___ SOURCE MATERIAL ___

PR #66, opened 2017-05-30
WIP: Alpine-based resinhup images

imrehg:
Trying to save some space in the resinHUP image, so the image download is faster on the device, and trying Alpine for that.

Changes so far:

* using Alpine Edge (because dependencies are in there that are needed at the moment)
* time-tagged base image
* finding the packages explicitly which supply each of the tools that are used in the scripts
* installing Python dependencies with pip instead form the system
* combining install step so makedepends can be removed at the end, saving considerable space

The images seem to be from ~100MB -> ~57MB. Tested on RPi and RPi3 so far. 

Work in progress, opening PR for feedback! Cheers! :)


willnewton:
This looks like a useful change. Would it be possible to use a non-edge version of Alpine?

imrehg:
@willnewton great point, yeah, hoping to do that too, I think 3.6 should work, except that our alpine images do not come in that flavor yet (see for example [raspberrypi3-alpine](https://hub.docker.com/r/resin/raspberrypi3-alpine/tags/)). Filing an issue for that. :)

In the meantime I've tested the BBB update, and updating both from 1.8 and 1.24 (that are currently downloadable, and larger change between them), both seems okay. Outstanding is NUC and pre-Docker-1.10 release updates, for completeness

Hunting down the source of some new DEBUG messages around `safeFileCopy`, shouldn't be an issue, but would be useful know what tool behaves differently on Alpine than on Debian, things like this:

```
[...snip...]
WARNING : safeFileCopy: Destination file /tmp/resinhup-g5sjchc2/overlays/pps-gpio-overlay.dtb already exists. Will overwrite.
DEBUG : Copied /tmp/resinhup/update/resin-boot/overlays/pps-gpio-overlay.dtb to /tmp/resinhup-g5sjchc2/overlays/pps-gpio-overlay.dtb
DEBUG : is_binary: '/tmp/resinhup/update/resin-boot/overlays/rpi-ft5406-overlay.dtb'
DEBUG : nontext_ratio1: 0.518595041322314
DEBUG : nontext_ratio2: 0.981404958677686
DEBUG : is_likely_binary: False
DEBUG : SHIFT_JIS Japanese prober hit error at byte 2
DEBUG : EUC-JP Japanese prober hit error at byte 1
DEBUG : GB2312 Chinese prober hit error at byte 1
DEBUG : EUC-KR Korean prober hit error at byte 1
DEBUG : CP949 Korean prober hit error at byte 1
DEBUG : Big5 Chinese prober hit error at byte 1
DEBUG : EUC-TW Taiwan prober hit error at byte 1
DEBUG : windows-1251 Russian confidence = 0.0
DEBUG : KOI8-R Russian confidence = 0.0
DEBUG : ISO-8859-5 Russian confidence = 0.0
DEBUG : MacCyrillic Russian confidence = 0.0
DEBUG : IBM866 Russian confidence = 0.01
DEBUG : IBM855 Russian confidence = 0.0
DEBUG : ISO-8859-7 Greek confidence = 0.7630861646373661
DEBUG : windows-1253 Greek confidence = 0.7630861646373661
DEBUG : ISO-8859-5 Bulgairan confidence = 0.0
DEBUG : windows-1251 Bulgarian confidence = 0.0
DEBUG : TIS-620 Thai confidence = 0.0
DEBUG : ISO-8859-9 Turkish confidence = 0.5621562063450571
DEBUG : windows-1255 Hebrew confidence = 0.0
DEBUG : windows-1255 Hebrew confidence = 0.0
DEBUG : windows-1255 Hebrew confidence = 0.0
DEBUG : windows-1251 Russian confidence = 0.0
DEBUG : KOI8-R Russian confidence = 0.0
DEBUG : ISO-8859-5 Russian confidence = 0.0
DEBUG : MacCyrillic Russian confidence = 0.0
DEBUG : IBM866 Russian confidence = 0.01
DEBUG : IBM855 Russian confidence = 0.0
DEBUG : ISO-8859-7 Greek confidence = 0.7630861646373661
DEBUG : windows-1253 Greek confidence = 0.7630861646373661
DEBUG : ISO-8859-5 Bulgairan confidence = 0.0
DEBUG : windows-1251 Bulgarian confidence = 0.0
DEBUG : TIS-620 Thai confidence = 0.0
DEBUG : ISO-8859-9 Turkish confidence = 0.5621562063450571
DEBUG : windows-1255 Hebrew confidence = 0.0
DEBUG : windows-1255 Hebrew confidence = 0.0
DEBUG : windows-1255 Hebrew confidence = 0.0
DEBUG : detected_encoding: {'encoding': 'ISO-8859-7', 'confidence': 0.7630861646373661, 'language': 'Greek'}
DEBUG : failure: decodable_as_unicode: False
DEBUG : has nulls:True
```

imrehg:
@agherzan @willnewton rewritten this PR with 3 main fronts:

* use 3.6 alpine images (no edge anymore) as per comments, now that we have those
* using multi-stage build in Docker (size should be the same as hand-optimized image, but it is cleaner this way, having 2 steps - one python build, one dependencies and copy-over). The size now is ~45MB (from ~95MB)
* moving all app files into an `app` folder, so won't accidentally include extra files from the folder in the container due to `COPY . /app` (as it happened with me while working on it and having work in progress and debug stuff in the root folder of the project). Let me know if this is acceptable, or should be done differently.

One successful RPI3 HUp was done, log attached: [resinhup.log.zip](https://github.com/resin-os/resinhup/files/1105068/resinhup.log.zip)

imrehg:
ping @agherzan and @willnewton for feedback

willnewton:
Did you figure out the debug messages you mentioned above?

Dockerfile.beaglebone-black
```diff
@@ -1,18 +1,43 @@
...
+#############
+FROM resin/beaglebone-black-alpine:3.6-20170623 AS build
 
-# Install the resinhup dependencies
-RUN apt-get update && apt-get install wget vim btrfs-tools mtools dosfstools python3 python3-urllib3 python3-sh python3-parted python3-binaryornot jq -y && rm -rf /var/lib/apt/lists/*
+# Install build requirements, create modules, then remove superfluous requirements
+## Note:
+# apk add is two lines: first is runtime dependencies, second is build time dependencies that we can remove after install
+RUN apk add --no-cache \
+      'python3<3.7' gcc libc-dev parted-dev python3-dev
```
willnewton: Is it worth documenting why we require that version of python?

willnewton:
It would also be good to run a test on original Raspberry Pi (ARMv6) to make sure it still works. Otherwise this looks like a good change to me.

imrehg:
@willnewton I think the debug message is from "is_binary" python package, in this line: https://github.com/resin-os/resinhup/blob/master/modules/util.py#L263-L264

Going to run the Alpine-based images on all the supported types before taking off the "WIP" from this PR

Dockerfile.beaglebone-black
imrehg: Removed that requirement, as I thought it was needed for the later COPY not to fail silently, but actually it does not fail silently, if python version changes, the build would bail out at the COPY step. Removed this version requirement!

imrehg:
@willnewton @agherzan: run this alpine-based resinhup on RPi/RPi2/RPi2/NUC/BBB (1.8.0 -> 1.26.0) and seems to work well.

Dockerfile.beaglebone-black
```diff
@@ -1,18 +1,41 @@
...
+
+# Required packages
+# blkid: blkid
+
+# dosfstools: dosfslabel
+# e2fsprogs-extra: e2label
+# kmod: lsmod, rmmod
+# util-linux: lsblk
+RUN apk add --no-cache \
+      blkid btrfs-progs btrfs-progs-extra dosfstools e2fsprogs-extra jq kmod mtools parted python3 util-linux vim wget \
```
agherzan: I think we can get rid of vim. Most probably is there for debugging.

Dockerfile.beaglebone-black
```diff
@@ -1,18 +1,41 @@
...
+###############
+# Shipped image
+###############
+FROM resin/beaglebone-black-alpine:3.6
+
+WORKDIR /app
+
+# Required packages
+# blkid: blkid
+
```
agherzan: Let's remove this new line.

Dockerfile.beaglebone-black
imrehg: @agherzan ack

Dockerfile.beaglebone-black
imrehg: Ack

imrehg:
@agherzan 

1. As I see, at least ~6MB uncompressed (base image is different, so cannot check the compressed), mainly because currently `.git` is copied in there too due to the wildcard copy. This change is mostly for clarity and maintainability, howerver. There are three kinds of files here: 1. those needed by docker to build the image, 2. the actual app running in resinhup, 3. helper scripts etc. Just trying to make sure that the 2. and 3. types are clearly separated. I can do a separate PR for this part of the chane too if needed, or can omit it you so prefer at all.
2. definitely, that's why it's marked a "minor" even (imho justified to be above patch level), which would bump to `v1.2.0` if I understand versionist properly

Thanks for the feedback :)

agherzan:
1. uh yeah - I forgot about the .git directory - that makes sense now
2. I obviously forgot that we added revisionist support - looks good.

___

* YOUR OBJECTIVE: Copy each line of the records that contains the word "above".

* SOLUTION TO THIS EXERCISE:
Did you figure out the debug messages you mentioned above?
2. definitely, that's why it's marked a "minor" even (imho justified to be above patch level), which would bump to `v1.2.0` if I understand versionist properly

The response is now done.